Just like her mother and her grandmother. Nothing.

But I am determined to do this. I’ve come so far, I must get to the end. Even if it is causing her obvious distress. My rationale is that if I do all this on the same day then maybe it will fade into her memory as just one terrible day, the Day of the Storm.

I ask again. Nothing.

I try once more.

‘Did Daddy ever ask anything about Kirstie, or did you ever tell him something about Kirstie, when he asked?’

She shakes her head. She is backing away from me: extracting herself from my embrace, edging up the sofa. The wind shrieks in the trees outside. This is horrific. I ask again. I have to know.

‘Did you tell Daddy something six months ago?’

No response.

‘Lydia?’

Silence. Then she breaks open.

‘This is what Daddy did, this is what Daddy did, you’re doing what Daddy did: STOP IT!’

What?

I reach out a hand, to calm my agitated daughter. ‘What did you say, darling? What do you mean – this is what Daddy did?’

‘Like you, like THIS, what you are doing
now
.’

‘Lydia, tell me—’

‘I’m not Lydia, I’m Kirstie.’

I have to ignore this.

‘Lydia, what did Daddy say, what did you say?
Tell me.’

The wind throws everything at the walls and doors. It feels as if the house is going to break.

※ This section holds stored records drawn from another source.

PR #3829, opened 2026-04-24
Fix websock nimble dependency version restriction to match lock file

NagyZoltanPeter:
This updates the declared `websock` dependency in `waku.nimble` from `>= 0.2.1` to `>= 0.3.0`.

Why:
The lock file already resolves against `websock` 0.3.x, so the previous lower bound was out of sync with the actual pinned dependency set. Aligning the constraint avoids version mismatch during dependency resolution.

### DIFF
--- a/waku.nimble
+++ b/waku.nimble
@@ -33,7 +33,7 @@ requires "nim >= 2.2.4",
   "dnsdisc",
   "dnsclient",
   "httputils >= 0.4.1",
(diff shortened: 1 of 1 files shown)


fcecin (approved):

Ivansete-status (approved):

NagyZoltanPeter:
under: https://github.com/logos-messaging/logos-delivery/issues/3686

PR #3830, opened 2026-04-24
fix: restore -d:postgres in nimble task and propagate NIMFLAGS

darshankabariya:
Regression from #3798 ( nimble migration ):
- make wakunode2 target now delegates to 'nimble wakunode2'
- nimble task hard-codes only -d:chronicles_log_level=TRACE; -d:postgres was lost
- getNimParams() only read NIM_PARAMS env var, so NIMFLAGS passed via Dockerfile/Jenkinsfile.release was silently dropped

### DIFF
--- a/.github/workflows/container-image.yml
+++ b/.github/workflows/container-image.yml
@@ -83,7 +83,7 @@ jobs:
         id: build
         if: ${{ steps.secrets.outcome == 'success' }}
         run: |
-          make -j${NPROC} V=1 NIMFLAGS="-d:disableMarchNative -d:postgres -d:chronicles_colors:none" wakunode2
+          make -j${NPROC} V=1 POSTGRES=1 NIMFLAGS="-d:disableMarchNative -d:chronicles_colors:none" wakunode2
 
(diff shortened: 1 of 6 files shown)


fcecin (approved):

Ivansete-status (approved):
Good catch! Thanks for it! 🙌 
I wonder though if we should only use `NIM_PARAMS`, and adapt the Dockerfile/Makefile etc?

NagyZoltanPeter (commented):
I would rather not hardcode postgres as mandatory dependency here.
Can't we restore the functionality as optional? Due it comes with hard runtime dependency with libpq.
cc: @Ivansete-status

darshankabariya:
> I would rather not hardcode postgres as mandatory dependency here. Can't we restore the functionality as optional? Due it comes with hard runtime dependency with libpq. cc: @Ivansete-status

Thanks, Pushed an update —  dropped the nimble hardcoding and postgres is now fully opt-in ( Dockerfile defaults to off ) 

cc @Ivansete-status @NagyZoltanPeter

NagyZoltanPeter (approved):
Cool thanks!

PR #3836, opened 2026-04-28
chore: windows ci failure 

darshankabariya:
Switch to prebuilt nimble binary from nim-lang/nimble releases.
Avoids koch self-bootstrap that hits Windows file-lock errors.


darshankabariya:
Windows build CI is fixed in master, so this PR is not needed anymore.

PR #3839, opened 2026-04-29
adapt event types and values to messaging-api spec

Ivansete-status:
While revisiting the [messaging-api.md](https://github.com/logos-messaging/specs/blob/c8de3434d2cd5bacda1680399e4381c8801e8f73/standards/application/messaging-api.md) I noticed that there are some minor discrepancies regarding some event types. This PR aims to perform such small adjustments.

## Issue

### DIFF
--- a/liblogosdelivery/logos_delivery_api/node_api.nim
+++ b/liblogosdelivery/logos_delivery_api/node_api.nim
@@ -131,34 +131,34 @@ proc logosdelivery_start_node(
     ctx.myLib[].brokerCtx,
     proc(event: MessageSentEvent) {.async: (raises: []).} =
       callEventCallback(ctx, "onMessageSent"):
-        $newJsonEvent("message_sent", event),
+        $newJsonEvent("message:sent", event),
   ).valueOr:
     chronicles.error "MessageSentEvent.listen failed", err = $error
     return err("MessageSentEvent.listen failed: " & $error)
 
-  let errorListener = MessageErrorEvent.listen(
+  let errorListener = MessageSendErrorEvent.listen(
     ctx.myLib[].brokerCtx,
-    proc(event: MessageErrorEvent) {.async: (raises: []).} =
-      callEventCallback(ctx, "onMessageError"):
-        $newJsonEvent("message_error", event),
+    proc(event: MessageSendErrorEvent) {.async: (raises: []).} =
+      callEventCallback(ctx, "onMessageSendError"):
+        $newJsonEvent("message:send-error", event),
   ).valueOr:
-    chronicles.error "MessageErrorEvent.listen failed", err = $error
-    return err("MessageErrorEvent.listen failed: " & $error)
+    chronicles.error "MessageSendErrorEvent.listen failed", err = $error
+    return err("MessageSendErrorEvent.listen failed: " & $error)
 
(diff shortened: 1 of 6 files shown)


liblogosdelivery/logos_delivery_api/node_api.nim
NagyZoltanPeter, line 1: These are breaking changes for logos-delivery-module! Needs follow up and new release afterward.

liblogosdelivery/logos_delivery_api/node_api.nim
```diff
@@ -131,34 +131,34 @@ proc logosdelivery_start_node(
     ctx.myLib[].brokerCtx,
     proc(event: MessageSentEvent) {.async: (raises: []).} =
       callEventCallback(ctx, "onMessageSent"):
-        $newJsonEvent("message_sent", event),
+        $newJsonEvent("message:sent", event),
```
NagyZoltanPeter, line 134: Why the `:` is better than `_`? just curious!

waku/node/delivery_service/send_service/send_service.nim
```diff
@@ -181,7 +181,7 @@ proc reportTaskResult(self: SendService, task: DeliveryTask) =
     if not task.propagateEventEmitted:
       info "Message successfully propagated",
         requestId = task.requestId, msgHash = task.msgHash.to0xHex()
-      MessagePropagatedEvent.emit(
+      MessageSendPropagatedEvent.emit(
```
NagyZoltanPeter, line 184: I think here the spec is wrong and the simpler form `MessagePropagatedEvent` is the better.
The wording of Send here misleading... compared to 'MessageSentEvent'.
WDYT?

NagyZoltanPeter (approved):
Approve with reservations. We should not forget the follow up on delivery_module

waku/node/delivery_service/send_service/send_service.nim
fcecin: This is my fault; I should have renamed the events in the code when I cleaned up the spec _before_ the LMAPI release.

I agree with Zoltan here. We should fix the spec, not the code.

MessageSendErrorEvent is _technically_ correct, but MessageErrorEvent stuck and at the "simple send" LMAPI level, the only MessageErrorEvent _is_ the send event, so the discrimination that I added there is doing zero actual work.

Also MessageSendPropagatedEvent -> MessagePropagatedEvent with even less loss of meaning or risk of symbol collision or rot.

What do you guys think? Should we submit a fix to the spec instead?

Ivansete-status: Okay fair enough. Thanks for the comments both!
Let's keep this opened and we can adapt the spec once we fully move to lips. https://github.com/logos-co/logos-lips/pull/315

liblogosdelivery/logos_delivery_api/node_api.nim
igor-sirotin: Also looks like a breaking change 🤔

Ivansete-status:
Let's carry on the discussion in the following PR: https://github.com/logos-co/logos-lips/pull/333
( not closing this one yet as this is more visible for us .)

Ivansete-status:
Closing because in the end we adapted the spec.

PR #3843, opened 2026-04-30
avoid keeping delivery tasks in propagated state when check store is disabled

Ivansete-status:
## Issue

### DIFF
--- a/waku/node/delivery_service/send_service/send_service.nim
+++ b/waku/node/delivery_service/send_service/send_service.nim
@@ -225,9 +225,10 @@ proc evaluateAndCleanUp(self: SendService) =
       it.state != DeliveryState.FailedToDeliver
   )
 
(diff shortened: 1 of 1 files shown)


fcecin (approved):
LGTM!

Side note, worth revisiting at some point:

```
  of DeliveryState.SuccessfullyPropagated:
    # TODO: in case of unable to strore check messages shall we report success instead?
```

I _prefer_ the current behavior (i.e. `MessageSentEvent` being possibly never emitted -- that's one of the reasons why having two signals is useful here), but the wording choice of `MessageSentEvent` now doesn't look very fortunate. Would have been better to call it `MessageSendConfirmedEvent` or somesuch (an objectively worse-looking name, but more descriptive).

darshankabariya (approved):
LGTM !

PR #3849, opened 2026-05-06
rx_service: ensure fetch msgs query is performed when missing msg

Ivansete-status:
This is to fix an issue detected by @AlbertoSoutullo 🙌  where the nodes where continuously sending store requests to one store node, in the DST lab.

The problem was that, regardless having an empty list of message hashes, the `getMissingMsgsFromStore` generates a simple store query that just brings the latest messages from the database.

## Issue


fcecin (approved):
Thanks!!

NagyZoltanPeter (approved):
LGTM! good catch.

PR #3857, opened 2026-05-07
Evict peer instead of abrupt disconnect and avoid sending unnecessary store requests

Ivansete-status:
Update release/v0.38 branch

- Max relay connections can be overpassed in case on going store requests. This avoids abruptly closing a connection.
- Receive service doesn't perform store queries in case there are no missed messages.

closes
- https://github.com/logos-messaging/logos-delivery/issues/3841


NagyZoltanPeter (approved):
Looks good!

PR #1025, opened 2019-12-11
Feature/planetlabels

jccosta:
New Renderable type for labels. It can be added to any node (as a child).


liuloppan:
In assets each planet has a file named along the lines of "earth_labels.asset" which are globelabels (I assume) of different locations. However, would it not make sence to also put the planet label in this file? Currently they reside in the asset file of each planet. Alternatively rename the "..._labels.asset" files to "earth_globelabels.asset" or "earth_locationlabels.asset" to avoid confusion.

alexanderbock:
I merged it as it was with a few changes
 * By default the labels are disabled
 * L and Shift+L as keybinds to toggle all of the labels
 * Renamed _label to _globelabel assets as per @liuloppan's suggestion

Splitting the labels into their own asset files doesn't work unfortunately because of initialization order.  sun_label would be a child of sun, but also require the sun to be initialized before itself.  And the asset system will always initialize children before the parent.  So at the time of sun_labels initialization, the "Sun" node will not exist yet and the label generation will fail

PR #1027, opened 2019-12-11
Feature/ring shadows

jccosta:
Ring shadows!


alexanderbock:
OpenSpace_000000

Only one issue left with it I think ... there is an issue when rendering the RingsComponent with the background milkyway.  I'm assuming that the rings write into the depth buffer?  Maybe the depth testing or the updating of the depth buffer should be disabled for the rings as we want them to be transparent?

jccosta:
I fixed the transparency issue. I think it is ready for merging now.

alexanderbock:
Looks fantastic!!  Really well done!

:+1:

PR #1035, opened 2019-12-20
fix case sensitive include file for linux compile

sa5bke:
Just a quick fix to be able to compile on Linux which is case sensitive.


alexanderbock:
Thanks for the pull request..  that passed through the CI system.

PR #1037, opened 2019-12-27
support curl version < 7.32.0, i.e. rhel/centos 7

sa5bke:
This will make it possible to build OpenSpace on a Linux OS with an older curl version. The curl progress will not be shown on the splash screen but will instead be outputted in the console. I have verified that the download works on both cases on Linux.


alexanderbock:
Awesome, thanks!

PR #1040, opened 2020-01-09
Feature/distancelabels

liuloppan:
This PR contains:
* New vislab module
* RenderableDistanceLabel that inherits from RenderableLabel


modules/vislab/rendering/renderabledistancelabel.cpp
```diff
@@ -0,0 +1,107 @@
...
+#include <modules/base/rendering/renderablenodeline.h>
+#include <openspace/documentation/documentation.h>
+#include <openspace/documentation/verifier.h>
+#include <openspace/engine/globals.h>
+#include <openspace/rendering/renderengine.h>
+#include <openspace/scene/scene.h>
+#include <string>
+
+namespace {
+    constexpr const char* _loggerCat = "RenderableDistanceLabel";
```
Mik-pe: I'm guessing this is unused since currently no logging is enabled in this file.

modules/vislab/rendering/renderabledistancelabel.cpp
```diff
@@ -0,0 +1,107 @@
...
+
+    if (dictionary.hasKey(NodeLineInfo.identifier)) {
+        _nodeLine = dictionary.value<std::string>(NodeLineInfo.identifier);
+        addProperty(_nodeLine);
+    }
+}
+
+void RenderableDistanceLabel::update(const UpdateData& data) {
+
+    if (global::renderEngine.scene()->sceneGraphNode(_nodeLine)) {
```
Mik-pe: Might as well assign to nodelineNode and check it for nullptr, since we're getting it on the row below.

modules/vislab/rendering/renderabledistancelabel.cpp
```diff
@@ -0,0 +1,107 @@
...
+
+        // Calculate distance
+        SceneGraphNode* nodelineNode = global::renderEngine.scene()->sceneGraphNode(_nodeLine);
+        RenderableNodeLine* nodeline = dynamic_cast<RenderableNodeLine*>(nodelineNode->renderable());
```
Mik-pe: is this a guaranteed cast? If so, consider static_cast? Otherwise consider nullptr-check on the cast.

modules/vislab/rendering/renderabledistancelabel.h
```diff
@@ -0,0 +1,51 @@
...
+class RenderableDistanceLabel : public RenderableLabels {
+public:
+     RenderableDistanceLabel(const ghoul::Dictionary& dictionary);
+
+     void update(const UpdateData& data) override;
+     static documentation::Documentation Documentation();
+
+     properties::StringProperty _nodeLine;
+
+private:
```
Mik-pe:
```suggestion
```

modules/vislab/rendering/renderabledistancelabel.cpp
```diff
@@ -0,0 +1,107 @@
...
+        std::string distanceText = std::to_string(std::round(myDistance / scale));
+        int pos = distanceText.find(".");
+        std::string subStr = distanceText.substr(pos);
+        distanceText.erase(pos, subStr.size());
+        std::string finalText = distanceText + " Km";
+        setLabelText(finalText);
+
+        // Update placement of label with transformation matrix
+        glm::dvec3 start = global::renderEngine.scene()->sceneGraphNode(nodeline->_start)->worldPosition();
+        glm::dvec3 end = global::renderEngine.scene()->sceneGraphNode(nodeline->_end)->worldPosition();
```
Mik-pe: Is nodeline->_start/_end a guaranteed scenegraphnode if _nodeLine exists?

modules/base/rendering/renderablenodeline.h
```diff
@@ -50,7 +51,18 @@ class RenderableNodeLine : public Renderable {
     ~RenderableNodeLine() = default;
 
     static documentation::Documentation Documentation();
-    
+
+    // Identifier of the optional distance label
+    std::string _distanceLabelId;
+    //SceneGraphNode* distanceLabelNode = nullptr;
+    //RenderableLabels* distanceLabel;
```
Mik-pe: These lines could probably be left out

modules/vislab/vislabmodule.cpp
```diff
@@ -0,0 +1,40 @@
...
+ * PARTICULAR PURPOSE AND NONINFRINGEMENT. IN NO EVENT SHALL THE AUTHORS OR COPYRIGHT    *
+ * HOLDERS BE LIABLE FOR ANY CLAIM, DAMAGES OR OTHER LIABILITY, WHETHER IN AN ACTION OF  *
+ * CONTRACT, TORT OR OTHERWISE, ARISING FROM, OUT OF OR IN CONNECTION WITH THE SOFTWARE  *
+ * OR THE USE OR OTHER DEALINGS IN THE SOFTWARE.                                         *
+ ****************************************************************************************/
+
+#include <modules/vislab/vislabmodule.h>
+
+namespace openspace {
+constexpr const char* _loggerCat = "VisLab Module";
```
Mik-pe: Same as above with _loggerCat

modules/vislab/vislabmodule.h
```diff
@@ -0,0 +1,52 @@
...
+
+#ifndef __OPENSPACE_MODULE_VISLAB___VISLABMODULE___H__
+#define __OPENSPACE_MODULE_VISLAB___VISLABMODULE___H__
+
+
+#include <openspace/util/openspacemodule.h>
+#include <openspace/util/factorymanager.h>
+#include <ghoul/misc/assert.h>
+#include <ghoul/misc/templatefactory.h>
+#include <ghoul/logging/logmanager.h>
```
Mik-pe: Unused include of logmanager.h

modules/vislab/vislabmodule.h
```diff
@@ -0,0 +1,52 @@
...
+ ****************************************************************************************/
+
+#ifndef __OPENSPACE_MODULE_VISLAB___VISLABMODULE___H__
+#define __OPENSPACE_MODULE_VISLAB___VISLABMODULE___H__
+
+
+#include <openspace/util/openspacemodule.h>
+#include <openspace/util/factorymanager.h>
+#include <ghoul/misc/assert.h>
+#include <ghoul/misc/templatefactory.h>
```
Mik-pe: These includes could probably be moved to .cpp-file

modules/base/rendering/renderablenodeline.h
```diff
@@ -27,6 +27,7 @@
 
 #include <openspace/rendering/renderable.h>
 
+#include <modules/base/rendering/renderablelabels.h>
```
Mik-pe: This include is unused, right?

modules/base/rendering/renderablenodeline.cpp
```diff
@@ -43,13 +43,13 @@ namespace {
     constexpr openspace::properties::Property::PropertyInfo StartNodeInfo = {
         "StartNode",
         "Start Node",
-        "The identifier of the node the line starts from. "
+        "The identifier of the node the line starts from. Defaults to 'Root' if not specified. "
```
Mik-pe: Long line - 
```suggestion
        "The identifier of the node the line starts from. "
        "Defaults to 'Root' if not specified."
```

modules/base/rendering/renderablenodeline.cpp
```diff
@@ -43,13 +43,13 @@ namespace {
...
     };
 
     constexpr openspace::properties::Property::PropertyInfo EndNodeInfo = {
         "EndNode",
         "End Node",
-        "The identifier of the node the line ends at. "
+        "The identifier of the node the line ends at. Defaults to 'Root' if not specified. "
```
Mik-pe: Long line - 
```suggestion
        "The identifier of the node the line ends at. "
        "Defaults to 'Root' if not specified."
```

modules/base/rendering/renderablenodeline.h
```diff
@@ -50,7 +51,18 @@ class RenderableNodeLine : public Renderable {
...
+    // Identifier of the optional distance label
+    std::string _distanceLabelId;
+    //SceneGraphNode* distanceLabelNode = nullptr;
+    //RenderableLabels* distanceLabel;
+
+    // Get the distance between the start and end node
+    double getDistance();
+
+    properties::StringProperty _start;
+    properties::StringProperty _end;
```
Mik-pe: Consider putting these behind private const getters since we never seem to set them outside this class?

modules/vislab/CMakeLists.txt
```diff
@@ -0,0 +1,41 @@
...
+set(SOURCE_FILES
+    ${CMAKE_CURRENT_SOURCE_DIR}/rendering/renderabledistancelabel.cpp
+)
+source_group("Source Files" FILES ${SOURCE_FILES})
+
+create_new_module(
+    "VisLab"
+    vislab_module
+    ${HEADER_FILES} ${SOURCE_FILES}
+)
```
Mik-pe: Missing final newline of this file.

modules/vislab/rendering/renderabledistancelabel.cpp
liuloppan: That is correct, I can remove this, it can easily be added if we need it in the future.

modules/vislab/rendering/renderabledistancelabel.h
liuloppan: Agree

modules/base/rendering/renderablenodeline.h
liuloppan: Yes, my bad!

modules/base/rendering/renderablenodeline.cpp
liuloppan: fixed

modules/vislab/CMakeLists.txt
liuloppan: fixed

modules/base/rendering/renderablenodeline.h
liuloppan: yes, my bad! Old testing code....

modules/base/rendering/renderablenodeline.h
liuloppan: Technically they are set through luscripting via the GUI at some point, but this is still available even when they are private (through something we call the propertytree). If this is entirely kosher is debatable, but I will apply your suggestions with some getStart and getEnd functions and call these from 'renderabledistancelabel' instead.

modules/vislab/rendering/renderabledistancelabel.cpp
liuloppan: They are only validated on initialization by the nodeline and are always of type scenegraphnode. However, we could mess up the validity on runtime since we are changing the id with properties from the gui. But IF those ID:s are wrong this will become very apparent as they will mess up the nodeline itself. If a check should be made I think this should be validated in renderablenodeline itself, not on the label.

modules/vislab/rendering/renderabledistancelabel.cpp
liuloppan: Ok I will do this, and ake use of the loggerCat

PR #1046, opened 2020-01-13
Feature/touch improvements

Mik-pe:
This PR adds a Property (TouchActive) to the TouchModule which can be used to inactivate/reactivate the touch 3D navigation, without changing the GUI behavior.

It also fixes a bug which caused erratic zooming behaviour when touch navigation was active.  If the user focused a larger body, and switched back to a smaller one, the boundingbox of the large body would keep deciding the closest distance to the smaller object. This has been fixed.


GPayne:
Looks good to me.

‘He did THIS. He kept asking me QUESTIONS about it, about the accident, so I
told him, Mummy, I told him—’

‘What, darling?’ My blood is thumping even louder in my ears than the booms of the wind outside. ‘Just tell me what you said.’

Lydia looks at me, gravely. She seems suddenly older. A vision of the adult she will become. And now she says, ‘I told Daddy I did it, and I did, I did, I did it – I did something bad.’

‘What? What do you mean? What did you do?’

‘I told Daddy I did something bad. And I DID. Daddy didn’t do anything
.
But I never told him about you, nothing about you, I told him ’bout me not you so he wasn’t angry with YOU—’

‘Lydia?’

‘What??’

‘Lydia. Tell me. Now. Tell me everything.’

‘Tell you everything? But you
know
! You already
know
everything!’ The wind duets with my daughter, screaming and repeating, ‘Mummy, you know what happened. You
know it!

‘No, I don’t.’

‘Yes you do yes you do.’

‘No, I don’t.’

‘Yes you do YES YOU DO!’ My daughter is trembling, and shrieking, ‘It wasn’t just me, it was never just me.’ A sudden silence. Lydia looks straight at me. And then she screams in my face. ‘MUMMY SHE DIED BECAUSE OF YOU!’